[Stored dataset items]
:::

PR #1224, opened 2023-11-29
Update dependency registry to use the diamond storage pattern

yoshiwarab:


packages/contracts/contracts/DependencyRegistryStorageLib.sol
```diff
@@ -0,0 +1,59 @@
+// SPDX-License-Identifier: MIT
```
ryley-o, line 1:
```suggestion
// SPDX-License-Identifier: LGPL-3.0-only
```

packages/contracts/contracts/DependencyRegistryStorageLib.sol
```diff
@@ -0,0 +1,59 @@
...
+pragma solidity ^0.8.19;
+
+import "./interfaces/v0.8.x/IAdminACLV0.sol";
+import "@openzeppelin-4.7/contracts/utils/structs/EnumerableSet.sol";
+
+library DependencyRegistryStorageLib {
```
ryley-o, line 7: nit: add natspec comments to library, structs, and functions, including internal functions in libraries. See `SetPriceLib.sol` for example natspec

packages/contracts/contracts/DependencyRegistryStorageLib.sol
```diff
@@ -0,0 +1,59 @@
...
+        // Mapping that allows for the overriding of project dependencies.
+        // The first key is the address of the core contract, the second key is the project ID,
+        // and the value is the bytes32 representation of the dependency name and version (i.e. name@version).
+        // This allows for specific projects to use different versions of dependencies than what's stored on the core contract.
+        mapping(address => mapping(uint256 => bytes32)) projectDependencyOverrides;
+    }
+
+    function s() internal pure returns (Storage storage storageStruct) {
+        bytes32 position = DIAMOND_STORAGE_POSITION;
+        assembly {
```
ryley-o, line 55:
```suggestion
        assembly ("memory-safe") {
```

packages/contracts/contracts/DependencyRegistryStorageLib.sol
```diff
@@ -0,0 +1,59 @@
+// SPDX-License-Identifier: MIT
+pragma solidity ^0.8.19;
+
```
ryley-o, line 3: Recommend putting this library file in `libs/v0.8.x/`

packages/contracts/contracts/DependencyRegistryV0.sol
```diff
@@ -66,17 +65,23 @@ contract DependencyRegistryV0 is
...
     function _onlyExistingDependency(
         bytes32 dependencyNameAndVersion
     ) internal view {
+        DependencyRegistryStorageLib.Storage
+            storage ds = DependencyRegistryStorageLib.s();
+
         require(
-            _dependencyNameVersionIds.contains(dependencyNameAndVersion),
+            ds.dependencyNameVersionIds.contains(dependencyNameAndVersion),
             "Dependency does not exist"
```
ryley-o, line 85: In cases where you are only grabbing a single variable from the Storage struct, you could do the following. However, I think how you have done it probably results in a bit more readable code, and is good as-is. Curious what your opinion is.
```
// can accomplish the check without defining an intermediate storage pointer `ds`
DependencyRegistryStorageLib.s().supportedCoreContracts.contains(
                coreContractAddress
            )
```

packages/contracts/contracts/DependencyRegistryStorageLib.sol
```diff
@@ -0,0 +1,59 @@
...
+import "./interfaces/v0.8.x/IAdminACLV0.sol";
+import "@openzeppelin-4.7/contracts/utils/structs/EnumerableSet.sol";
+
+library DependencyRegistryStorageLib {
+    bytes32 constant DIAMOND_STORAGE_POSITION =
+        keccak256("dependencyregistrystoragelib.storage");
+
+    struct License {
+        // mapping from license index to address storing script in bytecode
+        mapping(uint256 => address) licenseBytecodeAddresses;
```
ryley-o, line 13: recommend using names on all mappings, such as:
```suggestion
        mapping(uint256 licenseIndex => address bytecodeAddress) licenseBytecodeAddresses;
```

ryley-o (approved):
This is great! While it does add more lines of code, I think use of diamond storage in the upgradeable registry contract cleans up a lot of implicit assumptions and removes a lot of potential footguns!

packages/contracts/contracts/DependencyRegistryV0.sol
yoshiwarab: Yeah, I don't think the intermediate storage pointer makes things meaningfully more readable, updated!

ryley-o (approved):

PR #1250, opened 2023-12-08
Deploy V2 cores for BMG on Sepolia

ryley-o:
## Description of the change

Deploy V2 cores for BMG on Sepolia.

Note: I messed up randomizer - both contracts need to be updated to use the randomizer at `Sepolia:0xb4CBEE71aA18f28fdD49837e0a1038935F54931a` 

Note: manually ran a sync-from for these contracts, since V2 deployments are not automatically picked up via a registry event.


ryley-o:
@yoshiwarab I force-merged this to enable another V2 deployment that I have to do today 🙏

PR #1267, opened 2023-12-18
Update MinterERC20SetPrice with Price and Currency

lindsgil:
## Description of the change

Update MinterSetPriceERC20V0, MinterSetPriceERC20V1, and MinterSetPriceERC20V4 purchase and purchaseTo functions with price and currency address

### DIFF
--- a/packages/contracts/contracts/minter-suite/Minters/MinterSetPriceERC20V4.sol
+++ b/packages/contracts/contracts/minter-suite/Minters/MinterSetPriceERC20V4.sol
@@ -328,7 +328,7 @@ contract MinterSetPriceERC20V4 is
         uint256 _projectId
     ) external payable returns (uint256 tokenId) {
         // pass max price as msg.value, currency address as ETH
-        tokenId = purchaseTo_do6({
+        tokenId = purchaseTo({
             _to: msg.sender,
             _projectId: _projectId,
             _maxPricePerToken: msg.value,
@@ -349,7 +349,7 @@ contract MinterSetPriceERC20V4 is
         uint256 _maxPricePerToken,
         address _currencyAddress
     ) external payable returns (uint256 tokenId) {
-        tokenId = purchaseTo_do6({
+        tokenId = purchaseTo({
             _to: msg.sender,
             _projectId: _projectId,
             _maxPricePerToken: _maxPricePerToken,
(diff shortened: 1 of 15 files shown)


packages/contracts/contracts/minter-suite/Minters/MinterSetPriceERC20V4.sol
```diff
@@ -337,12 +364,35 @@ contract MinterSetPriceERC20V4 is
...
+            _currencyAddress: address(0)
+        });
         return tokenId;
     }
 
     /**
-     * @notice Purchases a token from project `_projectId` and sets
+     * @notice gas-optimized version of purchase(uint256,uint256,address).
+     */
+    function purchase_H4M(
```
ryley-o, line 380: nit: this would be `purchase_a1A`, but I would be fine just removing the gas-optimized version in this update.
ref: https://emn178.github.io/solidity-optimize-name/

packages/contracts/contracts/minter-suite/Minters/MinterSetPriceERC20V4.sol
```diff
@@ -361,6 +443,25 @@ contract MinterSetPriceERC20V4 is
     function purchaseTo_do6(
         address _to,
         uint256 _projectId
```
ryley-o, line 445: would be fine removing this gas-optimized version in this update

packages/contracts/contracts/minter-suite/Minters/MinterSetPriceERC20V4.sol
```diff
@@ -361,6 +443,25 @@ contract MinterSetPriceERC20V4 is
...
+                _projectId: _projectId,
+                _maxPricePerToken: msg.value,
+                _currencyAddress: address(0)
+            });
+    }
+
+    /**
+     * @notice gas-optimized version of purchaseTo(address, uint256, uint256, address).
+     */
+    function purchaseTo_do6(
```
ryley-o, line 460: I think can just make this `purchaseTo_bjU` to update the gas-optimized name for the new function signature.
Could also just remove all the gas-optimized function names if you want.
reference: https://emn178.github.io/solidity-optimize-name/

ryley-o (approved):
LGTM!

packages/contracts/contracts/minter-suite/Minters/MinterSetPriceERC20V4.sol
lindsgil: Ah, thanks for sharing! Removed this 🙏

packages/contracts/contracts/minter-suite/Minters/MinterSetPriceERC20V4.sol
lindsgil: Updated!

packages/contracts/contracts/minter-suite/Minters/MinterSetPriceERC20V4.sol
lindsgil: Updated! 🙏

PR #1268, opened 2023-12-18
Add SplitAtomicV0 and EIP1167 clone factory

ryley-o:
## Description of the change

Add a new SplitAtomicV0 contract and EIP-1167 clone factory to enable proxy-pattern split contracts.

The SplitAtomicV0 contract behaves in the following way:
- Splits native token (ETH) at the time that it is received
- Has `drainETH` function available to drain ETH received via `SELFDESTRUCT` (or `SENDALL`) opcodes
- Has `drainERC20` function available to drain ERC20 tokens received (since we don't want to rely on a safe-transfer pattern calling any hooks).

## Factory Design
The factory is designed to support one immutable required split (address and BPS). This helps with security around eventual implementations for certain use-cases. Since the factory contract does maintain state, it is made "abandonable" if it becomes no longer an appropriate atomic split creation mechanism.

## Proxy Design

An EIP-1167 is a reasonable choice for this contract, because many splitter contracts are expected to be created.  Using a minimal proxy pattern greatly reduces the gas costs associated with defining a new splitter contract, while only adding a minimal amount of gas (due to additional DELEGATECALL) during split operations.

Note that EIP-1167 proxy patterns are non-upgradeable, which is appropriate for this use case, since we desire an immutable splitter contract.

Other proxy/non-proxy designs were studied in other PRs to determine the deployment cost vs. split gas cost trade-space. Split gas costs can be reduced by ~10k gas by storing the splits as immutable variables because it removes many SLOADs during splitting, but deployment costs of new split contracts get very expensive for artists. Overall, the EIP-1167 solution is recommended, and the alternate designs that were studied are described in the table below:

| Design Type | Artist gas used for new split creation | Gas used for 3-way split execution | Comments | PR |
| --- | --- | --- | --- | -- |
| EIP-1167 Minimal Proxy | 187321 | 43572 | Minimizes artist deployment cost, reasonable split execution cost | (this PR) |
| No Proxy, Immutable Vars | 699899 (could be $100's) | 31551 | ~maximizes deployment cost, minimizes split execution cost | #1290 |
| DELEGATECALL to helper functions | 580532 | 55533 | Reduces deployment cost, poor overall solution | #1291 |

## Splitter Design

This implementation atomically splits the funds upon receipt of ETH. This adds gas costs during payment operations, however, keeps bookkeeping consistent with current behaviors in our system. Additionally, for auction mechanics such as DA w/Settlement, this doesn't add more gas costs to purchases made during the auction, since the minter holds funds in those cases.

Future iterations of this could be gas-optimized to potentially remove the atomic-split functionality, and always require calls to the drain functions (becoming more similar to a 0xsplits contract). This would add draining overhead and add other process updates.

The splitter factory was made "abandonable" such that the deployer can stop all new splitter contract creations. This is useful in situations where old AB payment addresses are desired to be retired.

## Tests

- [x] Tests are added for full coverage of new contracts
  - exceptions are redundant (fault-tolerant) reentrancy checks, and reentrancy checks on ERC20 tokens (due to heavy test lift on an already fault-tolerant design)

## Other
- bumped solidity compiler to latest supported version by Hardhat, which enables use of OpenZeppelin 5.0 contracts

### References
- good EIP-1167 reference: https://medium.com/taipei-ethereum-meetup/reason-why-you-should-use-eip1167-proxy-contract-with-tutorial-cbb776d98e53

---
  - https://app.asana.com/0/0/1206266912756248


packages/contracts/contracts/split/SplitAtomicV0.sol
```diff
@@ -0,0 +1,254 @@
...
+
+    /**
+     * @notice Drains the contract's balance to the configured `splits`.
+     * Reverts if not initialized.
+     * @dev This function is useful for draining the contract's balance to the
+     * configured `splits` in the event that the contract receives funds via
+     * a force-send (e.g. `SELFDESTRUCT` or `SENDALL`) operation.
+     * @dev This function relies on being non-reentrant for security.
+     */
+    function drainETH() external nonReentrant {
```
lindsgil, line 114: Should we emit an event here and `drainERC20`?

ryley-o: was considering that, but I can't see how it would affect our indexing, so was thinking less gas is better here? idk, what do you think?

lindsgil: that makes sense 🙏 was thinking it might be helpful if we want to track/monitor those calls but that might just be noise?

yoshiwarab (approved):

lindsgil (approved):

lyaunzbe (approved):

packages/contracts/contracts/interfaces/v0.8.x/ISplitAtomicFactoryV0.sol
```diff
@@ -0,0 +1,44 @@
...
+     * @notice Initializes the contract with the provided `splits`.
+     * Only callable once.
+     * @param splits Splits to configure the contract with. Must add up to
+     * 10_000 BPS.
+     * @return splitAtomic The address of the newly created split atomic
+     * contract
+     */
+    function createSplit(
+        Split[] calldata splits
+    ) external returns (address splitAtomic);
```
ryley-o, line 31: TODO - add a 22.22% constraint to AB Admin here

ryley-o, line 31:
```suggestion
    ) external returns (address splitAtomic, uint256 intendedProjectIdMetadata);
    // emit event connecting the new split and intended project ID
```

ryley-o: @Jbern16 @lindsgil I think we ended up handling this with frontend solution (localstorage), which I like much more since this is a permissionless call and subject to spamming. going to go ahead and close this one.

ryley-o: added in [a2c9c2e](https://github.com/ArtBlocks/artblocks-contracts/pull/1268/commits/a2c9c2e556520326d4f329784f6e2845ad7d8951)

packages/contracts/contracts/split/SplitAtomicV0.sol
ryley-o: added here: [1049411](https://github.com/ArtBlocks/artblocks-contracts/pull/1268/commits/10494119e20b21b9d6b7fe689d1f45f762c417f6)

packages/contracts/test/util/fixtures.ts
```diff
@@ -49,3 +55,33 @@ export async function setupConfigWitMinterFilterV2Suite() {
...
+    { recipient: config.accounts.deployer.address, basisPoints: 2222 },
+    { recipient: config.accounts.artist.address, basisPoints: 2778 },
+    { recipient: config.accounts.additional.address, basisPoints: 5000 },
+  ]);
+  const receipt = await ethers.provider.getTransactionReceipt(tx.hash);
+  // get splitter address from logs
+  const splitterCreationLog = receipt.logs[receipt.logs.length - 1];
+  const splitterAddress = ethers.utils.getAddress(
+    "0x" + splitterCreationLog.topics[1].slice(-40)
+  );
```
ryley-o, line 84: @Jbern16 here is an example of how to create a new splitter contract, as well as get the newly created address from the emitted event in the transaction

ryley-o:
merging after discussion yesterday, and ~24 hours of additional review time.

:::

• About this exercise
If a line in the entries contains the word "where", copy that line out.

• Output of the exercise
ryley-o, line 85: In cases where you are only grabbing a single variable from the Storage struct, you could do the following. However, I think how you have done it probably results in a bit more readable code, and is good as-is. Curious what your opinion is.
The splitter factory was made "abandonable" such that the deployer can stop all new splitter contract creations. This is useful in situations where old AB payment addresses are desired to be retired.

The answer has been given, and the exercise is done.